Safety and Effectiveness of Endoscopic Fundoplication Platform System (SRS)
S.Majid, S.Nijhawan, M.Sedrak, M.Abraham, G,Jacobsen, B.Sandler, T.Dotai, T.Katagiri, A.Rondan, M.Talamini, S.Horgan
Institution: University of California, San Diego
Laparoscopic Nissen Fundopliocation is an effective antireflux operation. The SRS endoscopic stapling device is a new tool capable of creating a totally endoscopic fundoplication (e-fpn). This modified endoscope, once in position, fires 3 rows of staples coverng 120degrees in the coronal plane, effectively plicating the fundus onto the esophagus.

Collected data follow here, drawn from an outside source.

PR #2367, opened 2026-01-19
EDM-3136: token refresh is now initilized on its own and does not cause issues where multiple instance are used

asafbennatan:
Adding a bit of context as to why this was required - > QE were trying to test RBAC but they discovered that they are not able to reliabliy use differetn login tokens (representing different users and different permissions) -> the refresher structure was the root cause -> this PR fixes it

## Summary by CodeRabbit

* **New Features**
  * CLI and tools now automatically start/stop API and image-builder clients.
  * Token refresher available via client wrappers to manage auth tokens during runtime.

* **Refactor**
  * Unified client wrappers with Start/Stop lifecycle used across CLI, console, completion, simulator, and tests.
  * Fetching and apply flows updated to use the new client surface for consistent behavior and cleanup.

* **Tests**
  * Test harnesses updated to use and clean up the client lifecycle.

### DIFF
--- a/internal/cli/console.go
+++ b/internal/cli/console.go
@@ -148,7 +148,10 @@ func (o *ConsoleOptions) Run(ctx context.Context, flagArgs, passThroughArgs []st
 		return err
 	}
 
-	o.analyzeResponseAndExit(ctx, name, o.connectViaWS(ctx, config, name, client.GetAccessToken(config, o.ConfigFilePath), passThroughArgs))
+	refresher := client.NewAccessTokenRefresher(config, o.ConfigFilePath, 8080)
+	refresher.Start(ctx)
+	accessToken := refresher.GetAccessToken()
+	o.analyzeResponseAndExit(ctx, name, o.connectViaWS(ctx, config, name, accessToken, passThroughArgs))
 
 	// unreachable
 	return nil
@@ -383,6 +386,8 @@ func (o *ConsoleOptions) emitUpgradeFailureError(ctx context.Context, name strin
 		fmt.Fprintf(os.Stderr, "Error for device %s: %v\n", name, origErr)
 		return
 	}
+	c.Start(ctx)
+	defer c.Stop()
 	response, err := c.GetDeviceWithResponse(ctx, name)
 	if err != nil {
 		fmt.Fprintf(os.Stderr, "Error for device %s: %v\n", name, origErr)
--- a/internal/cli/get.go
+++ b/internal/cli/get.go
@@ -13,6 +13,7 @@ import (
 	imagebuilderapi "github.com/flightctl/flightctl/api/imagebuilder/v1beta1"
 	apiclient "github.com/flightctl/flightctl/internal/api/client"
 	"github.com/flightctl/flightctl/internal/cli/display"
+	"github.com/flightctl/flightctl/internal/client"
 	"github.com/flightctl/flightctl/internal/util"
 	"github.com/flightctl/flightctl/internal/util/validation"
 	"github.com/samber/lo"
@@ -378,9 +379,12 @@ func (o *GetOptions) Run(ctx context.Context, args []string) error {
 	formatter := display.NewFormatter(display.OutputFormat(o.Output))
 
 	// Create resource fetchers based on kind
-	listFetcher, singleFetcher, err := o.createFetchers(ctx, kind)
+	listFetcher, singleFetcher, stopFn, err := o.createFetchers(ctx, kind)
 	if err != nil {
 		return err
+	}
+	if stopFn != nil {
+		defer stopFn()
 	}
 
 	// Handle list case (no specific names)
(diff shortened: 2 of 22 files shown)


itzikb-redhat:
LGTM

internal/client/authorization.go
```diff
@@ -87,118 +97,127 @@ func CreateAuthProviderWithCredentials(authInfo AuthInfo, insecure bool, apiServ
...
-func (c *accessTokenRefresher) accessToken() string {
-	if c.config.AuthInfo.TokenToUse == TokenToUseIdToken {
-		return c.config.AuthInfo.IdToken
+// Stop stops the token refresh loop gracefully
+func (r *AccessTokenRefresher) Stop() {
+	r.cancelMu.Lock()
+	defer r.cancelMu.Unlock()
+	if r.cancel != nil {
+		r.cancel()
+		r.cancel = nil
```
hexfusion, line 203: ~~if your goal is to only fire cancel once sync.Once will save you the lock~~ nmd I see your writing as well.

internal/client/authorization.go
```diff
@@ -87,118 +97,127 @@ func CreateAuthProviderWithCredentials(authInfo AuthInfo, insecure bool, apiServ
...
 	var err error
-	c.provider, err = CreateAuthProvider(c.config.AuthInfo, c.config.Service.InsecureSkipVerify, c.config.Service.Server, c.callbackPort)
+	r.provider, err = CreateAuthProvider(r.config.AuthInfo, r.config.Service.InsecureSkipVerify, r.config.Service.Server, r.callbackPort)
 	return err
 }
 
-func (c *accessTokenRefresher) parseExpireTime() (time.Time, error) {
-	if c.config.AuthInfo.AccessTokenExpiry == "" {
+func (r *AccessTokenRefresher) parseExpireTime() (time.Time, error) {
+	if r.config.AuthInfo.AccessTokenExpiry == "" {
```
hexfusion, line 106: just a general state question, I see your guarding the cancelFn so I assume this can be accessed concurrently. if yes do you also need to guard the config?

internal/cli/get.go
```diff
@@ -404,9 +405,11 @@ func (o *GetOptions) createMainAPIFetchers(ctx context.Context, kind ResourceKin
 	if err != nil {
 		return nil, nil, fmt.Errorf("creating client: %w", err)
 	}
+	c.Start(ctx)
+	defer c.Stop()
```
hexfusion: can you add a note so folks understand why the client should stop before the fetcher funcs are fired.

internal/client/authorization.go
asafbennatan: mutex removed - there is no intention of multiple threads using the refresher

internal/cli/get.go
asafbennatan: this was a bug - fixed

internal/cli/console.go
```diff
@@ -148,7 +148,10 @@ func (o *ConsoleOptions) Run(ctx context.Context, flagArgs, passThroughArgs []st
 		return err
 	}
 
-	o.analyzeResponseAndExit(ctx, name, o.connectViaWS(ctx, config, name, client.GetAccessToken(config, o.ConfigFilePath), passThroughArgs))
+	refresher := client.NewAccessTokenRefresher(config, o.ConfigFilePath, 8080)
+	refresher.Start(ctx)
+	accessToken := refresher.GetAccessToken()
+	o.analyzeResponseAndExit(ctx, name, o.connectViaWS(ctx, config, name, accessToken, passThroughArgs))
```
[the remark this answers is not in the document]
asafbennatan: should be stopped by the caller

internal/client/authorization.go
```diff
@@ -87,118 +97,127 @@ func CreateAuthProviderWithCredentials(authInfo AuthInfo, insecure bool, apiServ
...
 			}
 		}
-		go c.refreshLoop(context.TODO())
+		ctx, cancel := context.WithCancel(ctx)
+		r.cancelMu.Lock()
+		r.cancel = cancel
+		r.cancelMu.Unlock()
+		go r.refreshLoop(ctx)
 	})
 }
```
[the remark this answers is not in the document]
asafbennatan: we dont want this

internal/client/config.go
```diff
@@ -331,30 +332,163 @@ func WithUserAgentHeader(component string) client.ClientOption {
...
 	if err != nil {
-		return nil, fmt.Errorf("NewFromConfig: creating HTTP client %w", err)
+		return nil, fmt.Errorf("NewImageBuilderClientFromConfig: creating HTTP client %w", err)
+	}
+
+	var refresher *AccessTokenRefresher
+	var ref imagebuilderclient.ClientOption
+
+	if config.AuthInfo.RefreshToken != "" {
+		refresher = NewAccessTokenRefresher(config, configFilePath, 8080)
```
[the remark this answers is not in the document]
asafbennatan: logic of refresher is not changed

PR #2368, opened 2026-01-19
EDM-2636: Systemd user client

keitwb:
This adds an option to the systemd client to run with the --user flag which will be necessary when managing rootless quadlets.

Nothing uses it yet.

## Summary by CodeRabbit

* **New Features**
  * Added user-mode systemd support so the app can perform service operations in both user and system contexts.
  * Public API now exposes construction of user-mode systemd clients.

* **Behavioral Changes**
  * Reboot operations are now disallowed for user-mode instances.
  * Existing system-wide behavior remains backward compatible.

* **Tests**
  * Added tests verifying correct command construction and execution for user vs system modes.

### DIFF
--- a/internal/agent/client/systemd.go
+++ b/internal/agent/client/systemd.go
@@ -27,13 +27,32 @@ func NewSystemd(exec executer.Executer) *Systemd {
 	}
 }
 
+// NewUserSystemd creates an systemd client that will use the user instance of systemd instead of
+// the system-wide instance. The user is determined by the executer -- whichever user it executes
+// commands under by default.
+func NewUserSystemd(exec executer.Executer) *Systemd {
+	return &Systemd{
+		exec:           exec,
+		isUserInstance: true,
+	}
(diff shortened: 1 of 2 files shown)


internal/agent/client/systemd.go
```diff
@@ -27,13 +27,28 @@ func NewSystemd(exec executer.Executer) *Systemd {
 	}
 }
 
+func NewUserSystemd(exec executer.Executer) *Systemd {
+	return &Systemd{
+		exec:           exec,
+		isUserInstance: true,
```
hexfusion, line 36: can we add a short doc above this what it means

hexfusion (approved):

internal/agent/client/systemd.go
keitwb: @hexfusion ok it should be clearer now how it works.

Also added two unit tests to verify.

PR #2369, opened 2026-01-19
EDM-3125: add helm application type with OpenAPI and validation support

kkyrazis:
The following test device passes validation. Note: it's not a real chart.
```yaml
spec:
    applications:
      - name: my-helm-app
        appType: helm
        image: quay.io/flightctl/nginx-chart:1.0.0
        namespace: my-app-namespace
        values:
          replicaCount: 3
          image:
            repository: nginx
            tag: "1.21"
            pullPolicy: IfNotPresent
          service:
            type: ClusterIP
            port: 80
            annotations:
              prometheus.io/scrape: "true"
          ingress:
            enabled: true
            className: nginx
            hosts:
              - host: example.com
                paths:
                  - path: /
                    pathType: Prefix
            tls:
              - secretName: example-tls
                hosts:
                  - example.com
          resources:
            limits:
              cpu: 100m
              memory: 128Mi
            requests:
              cpu: 50m
              memory: 64Mi
          autoscaling:
            enabled: true
            minReplicas: 2
            maxReplicas: 10
            targetCPUUtilizationPercentage: 80
          nodeSelector:
            kubernetes.io/os: linux
          tolerations:
            - key: "node-role.kubernetes.io/master"
              operator: "Exists"
              effect: "NoSchedule"
          affinity:
            nodeAffinity:
              requiredDuringSchedulingIgnoredDuringExecution:
                nodeSelectorTerms:
                  - matchExpressions:
                      - key: topology.kubernetes.io/zone
                        operator: In
                        values:
                          - us-east-1a
                          - us-east-1b
        valuesFiles:
          - values-production.yaml
          - configs/values-overrides.yml
```

## Summary by CodeRabbit

* **New Features**
  * Added Compose, Quadlet, Container and Helm application types; Helm supports namespace, values and valuesFiles.

* **Validation / Bug Fixes**
  * Centralized per-type validation with clearer field-scoped errors; Helm valuesFiles restricted to .yaml/.yml.

* **Platform / Provider**
  * Unified provider flows and improved nested OCI/image handling across app types.

* **API / Spec**
  * OpenAPI/Swagger updated to expose new app schemas and Helm enum.

* **Tests**
  * Expanded tests covering multi-type behaviors and validation.


hexfusion:
@kkyrazis please add example usage patterns to the description

internal/util/validation/validation.go
```diff
@@ -411,6 +411,22 @@ func isTCGCSRFormat(csr []byte) bool {
 	return false
 }
 
+func ValidateHelmValuesFile(s *string, path string, maxLength int) []error {
+	if s == nil {
+		return []error{}
```
hexfusion:
```suggestion
		return nil
```

api/core/v1beta1/validation.go
```diff
@@ -996,6 +998,39 @@ func ValidateContainerImageApplicationSpec(appName string, spec *ImageApplicatio
 	return errs
 }
 
+func validateHelmApplicationFields(appName string, appType AppType, spec *ImageApplicationProviderSpec) []error {
```
hexfusion: do we we need something like `validateHelmInlineValues`

api/core/v1beta1/openapi.yaml
```diff
@@ -4678,6 +4678,37 @@ components:
...
               type: string
               description: Reference to the OCI image or artifact for the application package.
+            namespace:
+              type: string
+              description: Kubernetes namespace for helm chart installation. Only applicable when appType is 'helm'.
+              example: "my-app-namespace"
+            values:
+              type: object
+              additionalProperties: true
+              description: Helm values to pass during install/upgrade. Supports arbitrarily nested YAML structures. Only applicable when appType is 'helm'.
```
hexfusion: what does `Supports arbitrarily nested YAML structures.` means exactly like if I input invalid yaml does it fail preflight?

```yaml
values:
          replicaCount: 3
          image:
             repository: nginx
            tag: "1.21"
       pullPolicy: IfNotPresent
```

kkyrazis: I'll update the verbiage as yaml shouldn't be called out here. But the intention is an arbitrary "document" to be defined for users to override values at the application level. https://swagger.io/docs/specification/v3_0/data-models/dictionaries/#free-form-objects

@celdrake is this something that is feasible to support from the UI?

api/core/v1beta1/validation.go
kkyrazis: TBD. 

As defined no. Values is an arbitrary object, that is considered valid as long as the `values` property is well formatted json. Verification as to the validity of the contents of the values would require the agent to lint/template/apply.

api/core/v1beta1/openapi.yaml
celdrake: Should be. This is expressed in Typescript as `values?: Record<string, any>` which effectively would allow arbitrary data to be sent.

api/core/v1beta1/openapi.yaml
```diff
@@ -4826,10 +4857,12 @@ components:
         - "compose"
         - "quadlet"
         - "container"
+        - "helm"
```
celdrake, line 4947: @kkyrazis Could you clarify the following for Helm applications:

1. Can they define volumes?
2. Can they define environment variables (I assume not)?
3. Is the name mandatory in this case? I know in the past we allowed for applications with an image to not have the name defined.

A note that we're extending `ImageApplicationProviderSpec` which is combining fields for different application types. For example, `values, valuesFiles` is only valid for HelmApplication, whereas `ports,resources` would only be valid for SingleContainerApps.

I'm wondering if we may have problems with scaling this model as we add more functionality.

kkyrazis: @keitwb recently proposed this to me:
```yaml
    ApplicationProviderSpec:
      type: object
      discriminator:
        propertyName: appType
        mapping:
          compose: '#/components/schemas/ComposeApplication'
          quadlet: '#/components/schemas/QuadletApplication'
          container: '#/components/schemas/ContainerApplication'
      allOf:
        - type: object
          properties:
            appType:
              $ref: '#/components/schemas/AppType'
            name:
              type: string
              description: The application name must be 1–253 characters long, start with a letter or number, and contain no whitespace.
          required:
            - appType
        - oneOf:
            - $ref: '#/components/schemas/ComposeApplication'
            - $ref: '#/components/schemas/QuadletApplication'
            - $ref: '#/components/schemas/ContainerApplication'

    ComposeApplication:
      type: object
      allOf:
        - type: object
          properties:
            ports:
              type: array
              description: Port mappings.
              items:
                $ref: '#/components/schemas/ApplicationPort'
            resources:
              $ref: '#/components/schemas/ApplicationResources'
        - $ref: '#/components/schemas/ApplicationEnvVars'
        - $ref: '#/components/schemas/ApplicationVolumeProviderSpec'
        - oneOf:
          - type: object
            properties:
              inline:
                type: array
                description: The compose yaml file specified directly in one or more files.
                items:
            required:
              - inline
          - type: object
            properties:
              image:
                type: string
                description: Reference to the OCI artifact that contains the compose yaml file.
            required:
              - image

    QuadletApplication:
      type: object
      allOf:
        - $ref: '#/components/schemas/PodmanRuntimeSpec'
        - $ref: '#/components/schemas/ApplicationEnvVars'
        - $ref: '#/components/schemas/ApplicationVolumeProviderSpec'
        - oneOf:
          - type: object
            properties:
              inline:
                type: array
                description: A list of quadlet unit file content.
                items:
            required:
              - inline
          - type: object
            properties:
              image:
                type: string
                description: Reference to the OCI artifact that contains the quadlet unit files.
            required:
              - image

    ContainerApplication:
      type: object
      allOf:
        - $ref: '#/components/schemas/PodmanRuntimeSpec'
        - $ref: '#/components/schemas/ApplicationEnvVars'
        - $ref: '#/components/schemas/ApplicationVolumeProviderSpec'
        - type: object
          properties:
            image:
              type: string
              description: Reference to the image for this container.
            ports:
              type: array
              description: Port mappings.
              items:
                $ref: '#/components/schemas/ApplicationPort'
            resources:
              $ref: '#/components/schemas/ApplicationResources'
          required:
            - image
```

which I think is a great idea to try out. It should be compatible with the current API but  it is _a lot_ of code changes. This wasn't really possible to do until `AppType` was made required at the end of 1.0. I would like to revisit this once we have the e2e tests written out for containers, quadlets, and helm apps.

kkyrazis: And as for: 

> Can they define volumes?
> Can they define environment variables (I assume not)?
> Is the name mandatory in this case? I know in the past we allowed for applications with an image to not have the name defined.

no for all.

keitwb: Yeah we are moving farther and farther away from the image/inline provider concept with each new app type and overloading the 'image' part of it to mean more than just an OCI artifact with content that is semantically equivalent to what could be provided 'inline'.

It is a ton of rework to do this though so trying to maintain conformity to the image/inline thing as much as possible with validation preventing improper config seems to be the easiest approach until it can be thought about more.

celdrake: Totally agree, let's think this better.
In the meantime, documentation could be used to bridge the gap as to what is possible for each application type.

api/core/v1beta1/types.gen.go
```diff
@@ -21,6 +21,7 @@ const (
 const (
 	AppTypeCompose   AppType = "compose"
 	AppTypeContainer AppType = "container"
+	AppTypeHelm      AppType = "helm"
 	AppTypeQuadlet   AppType = "quadlet"
```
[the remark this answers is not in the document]
kkyrazis: This is fine for now.

api/core/v1beta1/openapi.yaml
fzdarsky: For context: The pattern we originally wanted to establish is one where the same versioned content set would either be stored unbundled in Git or bundled (tar'ed) in an OCI registry. Content would be either host configuration files (config providers) or application packages (app package providers). The "Inline" provider was later added as an ad-hoc way of specifying content (for demos, for service-generated content), but it should be functionally equivalent, i.e. a map of file names/paths to file content.

So "git" or "image" or "inline" should be different ways of transporting the same content and should be agnostic of what the content is (Helm chart, compose, etc.).

Instead, what we're talking about is how to
a) parameterize templates inside the "git" or "image" or "inline" content, whereby the mechanism (env var, Helm --set parameter, ...) is app type specific.
b) define external, pre-provisioned resources (e.g. volumes, ports) that the app has access to.

kkyrazis: I think the concern about the increasing number of options on the image provider is valid, but if the desire is to continue to use `image` as our key for "artifact reference", there isn't a nice way to do it with what currently exists. Ben's approach is theoretically compatible with the current API definition and _should_ be considered non-breaking, but it's a very large task with non-zero risk of breaking applications due to our current lack of automation surround the applications. I could introduce a `HelmApplicationProvider` in the spirit of what Ben proposed:

```yaml
   HelmApplicationProviderSpec:
      type: object
      properties:
        chart:
          type: string
        namespace:
          type: string
        values:
          type: object
          additionalProperties: true
        valuesFiles:
          type: array
          items:
            type: string
```

but I would have to use a new key for chart reference (in the example it's `chart`). I can't reuse `image` because openapi would complain about the ambiguity of the following request:

```yaml
appType: helm
image: <some-chart>
```

kkyrazis: I tried experimenting a bit with some different configurations with `oneOf` in the image application provider to select either container, or helm properties but there are issues there as all properties on both structs are optional and it can't select one without a discriminator. 

The options therefore become:

1. ApplicationSpecific providers everywhere (huge refactor and pretty risky)
2. HelmSpecific provider and keep the Image and Inline as they are. (requires not using `image`)
3. Keep extending image provider for now.

I've at least moved the container and helm specific configurations into their own schemas to make it more clear.

fzdarsky: The pattern seems to be fairly consistent to me:

```
# all app provider specs
    - name: someapp
      appType: container|compose|quadlet|helm

# image app provider for all types
      image: quay.io/org/app-package:v1 # or single app image
# inline app provider for all types except "container" (where it could be nil/empty)
      inline:
        - path: path/to/file
          content: |
            some content

# namespacing:
## helm (all others rely on app name + randomization)
      namespace: mine

# template paramteers:
## container|quadlet|compose
      envVars:
        LOG_MESSAGE: "Artifact"
## helm
      values:
        some:
          nested: objects
      valuesFiles:
        - somefile.yaml          

# volumes
## container|quadlet|compose|helm
      volumes:
        - name: model-data
          image:
            reference: quay.io/org/model-artifact:v1

# extra parameters
## container
      ports:
        - "8080:8080"
      resources:
        limits:
          cpu: "0.5"
          memory: "256m"
```

If we ignore the `ports` and `resources` params that exist only for the `container` type, then the main thing that stands out to me is the template parameters that are different for `helm`. Arguably a consequence of choosing an implementation-specific name (`envVar` vs `values`) instead of a neutral `parameters:` name.

I'm not clear why we'd need a new HelmApplicationProvider? Is that to support legacy Helm repos? Maybe we can ignore these? Or use the `image:` field but optionally allow prefixing a schema (`https://` for legacy repos)?

kkyrazis: I think the argument is that:
```
# extra parameters
## container
      ports:
      resources:
        limits:
```

could be expanded to
```
# extra parameters
## container
      ports:
        - "8080:8080"
      resources:
        limits:
          cpu: "0.5"
          memory: "256m"
## helm
      namespace:
      values:
      valuesFiles:
```
depending on perspective and the concern was that this would keep expanding.

`HelmAppProvider` isn't a requirement, it was just a suggestion for an alternative declaration that doesn't keep expanding the scope of `ImageProvider`; with the trade off being that we **can't** use the `image` key (because of openapi validation / ambiguity concerns).

I'm ok with any approach, but I think the desire to have this be valid
```yaml

appType: compose
image: quay.io/compose/package:v1

appType: quadlet
image: quay.io/quadlet/package:v1

appType: container
image: redis:v1

appType: helm
image: quay.io/helm/chart:v1
```

compared to

```yaml
appType: helm
chart: quay.io/helm/chart:v1
```

probably leans us towards what is currently implemented.

api/core/v1beta1/types.gen.go
```diff
@@ -4019,6 +4121,154 @@ func (t *Batch_Limit) UnmarshalJSON(b []byte) error {
...
+
+	if raw, found := object["volumes"]; found {
+		err = json.Unmarshal(raw, &t.Volumes)
+		if err != nil {
+			return fmt.Errorf("error reading 'volumes': %w", err)
+		}
+	}
+
+	return err
+}
```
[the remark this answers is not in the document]
kkyrazis: this is generated code, I'm not touching it.

internal/agent/device/applications/provider/utils.go
```diff
@@ -0,0 +1,182 @@
...
+		contentPath := content.Path
+		if len(contentPath) == 0 {
+			return fmt.Errorf("application content path is empty")
+		}
+		if err := rw.WriteFile(filepath.Join(appPath, contentPath), contentBytes, fileio.DefaultFilePermissions); err != nil {
+			return fmt.Errorf("writing application content: %w", err)
+		}
+	}
+	return nil
+}
```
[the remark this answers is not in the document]
kkyrazis: It's all validated prior to reaching here.

internal/agent/device/applications/provider/container.go
```diff
@@ -0,0 +1,244 @@
...
+			}
+
+			if podman.ImageExists(ctx, imageMountSpec.Image.Reference) {
+				if err := createVolumeQuadlet(rw, dir, vol.Name, imageMountSpec.Image.Reference); err != nil {
+					return fmt.Errorf("creating volume quadlet for %s: %w", vol.Name, err)
+				}
+				unit.Add(quadlet.ContainerGroup, quadlet.VolumeKey, fmt.Sprintf("%s.volume:%s", vol.Name, imageMountSpec.Mount.Path))
+			} else {
+				unit.Add(quadlet.ContainerGroup, quadlet.VolumeKey, fmt.Sprintf("%s:%s", vol.Name, imageMountSpec.Mount.Path))
+			}
```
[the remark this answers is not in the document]
kkyrazis: Mount.Path is defined as the `container` path in this usage.

internal/agent/device/applications/provider/provider.go
```diff
@@ -477,6 +689,34 @@ func FromDeviceSpec(
...
+	case v1beta1.AppTypeCompose:
+		return newComposeProvider(ctx, log, podman, providerSpec, rwFactory, cfg)
+
+	case v1beta1.AppTypeQuadlet:
+		return newQuadletProvider(ctx, log, podman, providerSpec, rwFactory, cfg)
+
+	default:
+		return nil, fmt.Errorf("%w: %s", errors.ErrUnsupportedAppType, appType)
+	}
+}
```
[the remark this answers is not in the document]
kkyrazis: this is intentional

internal/agent/device/applications/provider/container.go
```diff
@@ -0,0 +1,244 @@
...
+		return fmt.Errorf("creating app directory: %w", err)
+	}
+
+	if err := writeENVFile(p.spec.Path, p.readWriter, p.spec.EnvVars); err != nil {
+		return fmt.Errorf("writing env file: %w", err)
+	}
+
+	if err := generateQuadlet(ctx, p.podman, p.readWriter, p.spec.Path, p.spec.ContainerApp); err != nil {
+		return fmt.Errorf("generating quadlet: %w", err)
+	}
```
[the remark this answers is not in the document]
kkyrazis: installQuadlet handles this with dropins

The retroflexed scope tip fires the staples from the fundus, once aligned with the complementary segment designed on the scope shaft positioned in
Objectives: Assess the safety and effectiveness of the SRS Endoscopic Stapling System for an e-fpn in patients with GERD.
Methods: A prospective IRB approved trial was designed. A totally endoscopic anterior fundoplication was made using an SRS endoscope. Inclusion criteria were:
Documented GERD by pH probe, absence of > 2cm hiatal hernia by EGD, BMI < 35, age 18-75 yrs, ASA class <3 and a normal esophagogram ( except reflux). General anesthesia was used and patients were kept overnight. A chest xray and a hematocrit level were checked post operatively. Follow up was at 1,2, 4, 12 and 24 weeks when an EGD with pH capsule and manometry were repeated.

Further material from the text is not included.